We must now add additional users. /etc/ppp/chap-secrets is the file that stores the users’ passwords. The following information about the client should be entered in the following order:
# client server secret IP addresses
In order to create a new client named client1 that will be able to connect to the pptpd server from any location using the password password1, we should add the following line, where the asterisk indicates that the login information can be used by any IP address:
client1 pptpd password1 *
The last step before starting our VPN server is to configure the DNS server. We can either use our internet provider’s DNS servers or Google DNS servers and insert them into the file.
ms-dns 8.8.8.8
ms-dns 8.8.4.4
The pptpd daemon can now be started using the command:
$ systemctl start pptpd
We should perform the following commands to ensure that it is operating and listening for incoming connections:
$ netstate -tapn | grep pptpd
The final product should look like this:
tcp 0 0 0.0.0.0:1723 0.0.0.0:* LISTEN 20934/pptpd
unix 2 [ ] DGRAM 5992346 20934/pptpd
In order for the VPN server to function properly and forward requests, the following line in /etc/systl.conf must be present.
net.ipv4.ip_forward = 1
If it does not already exist, we must create it before applying the configuration using the command:
$ sysctl –p
Setup and configuration on the client side
We need to install the PPTP client on a client computer in order for it to connect to our VPN server (the first command is for CentOS, the second is for Debian/Ubuntu):
$ apt-get install pptp-linux
The ppp mppe module is required by the VPN client, thus we must load it:
$ modprobe ppp_mppe
The /etc/ppp/peers/ subdirectory should be used to store client configuration.
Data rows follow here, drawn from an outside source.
PR #472, opened 2021-04-19
Fix typo in example derive -> drive

splaspood:
Just fixing a small typo in the documentation comments at the top of the file.   'drive' is instead 'derive'


problame:
Thanks!

PR #481, opened 2021-04-30
add per filesystem replication error to prometheus metrics

adrianvielsack:
Adds a metric to export the last replication status per filesystem

### DIFF
--- a/daemon/job/active.go
+++ b/daemon/job/active.go
@@ -38,10 +38,11 @@ type ActiveSide struct {
 
 	prunerFactory *pruner.PrunerFactory
 
-	promRepStateSecs      *prometheus.HistogramVec // labels: state
-	promPruneSecs         *prometheus.HistogramVec // labels: prune_side
-	promBytesReplicated   *prometheus.CounterVec   // labels: filesystem
-	promReplicationErrors prometheus.Gauge
+	promRepStateSecs       *prometheus.HistogramVec // labels: state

To define the parameters for the server we wish to use, we should open our favourite editor and create a configuration file with the following parameters (we’re on client1):
pty "pptp --nolaunchpppd"
name client1
password password1
remotename PPTP
require-mope-128
If our config files in the previous example were titled /etc/ppp/peers/vpnserver, then we should run the following command to start the client and connect to the VPN server:
$ pppd call vpnserver
Check the log files for probable issues or successful connection information after running the client using the command:
$ cat /var/log/syslog | grep pptp
On our clients, we should explicitly establish proper VPN traffic routing:
$ ip route add 172.16.0.0/16 dev ppp0
Conclusion
PPTP (Point-to-Point Tunneling Protocol) is a widely used VPN protocol due to its compatibility with a wide range of devices and ease of use. However, it is important to note that PPTP is not as secure as other VPN protocols like OpenVPN and L2TP/IPSec, as it uses weaker encryption and has known vulnerabilities that could be exploited by attackers. Therefore, if security is a top priority for your VPN needs, you may want to consider using a different VPN protocol. Nonetheless, if you still decide to use PPTP, it is important to keep your PPTP server up to date with security patches and configurations to ensure the best security possible.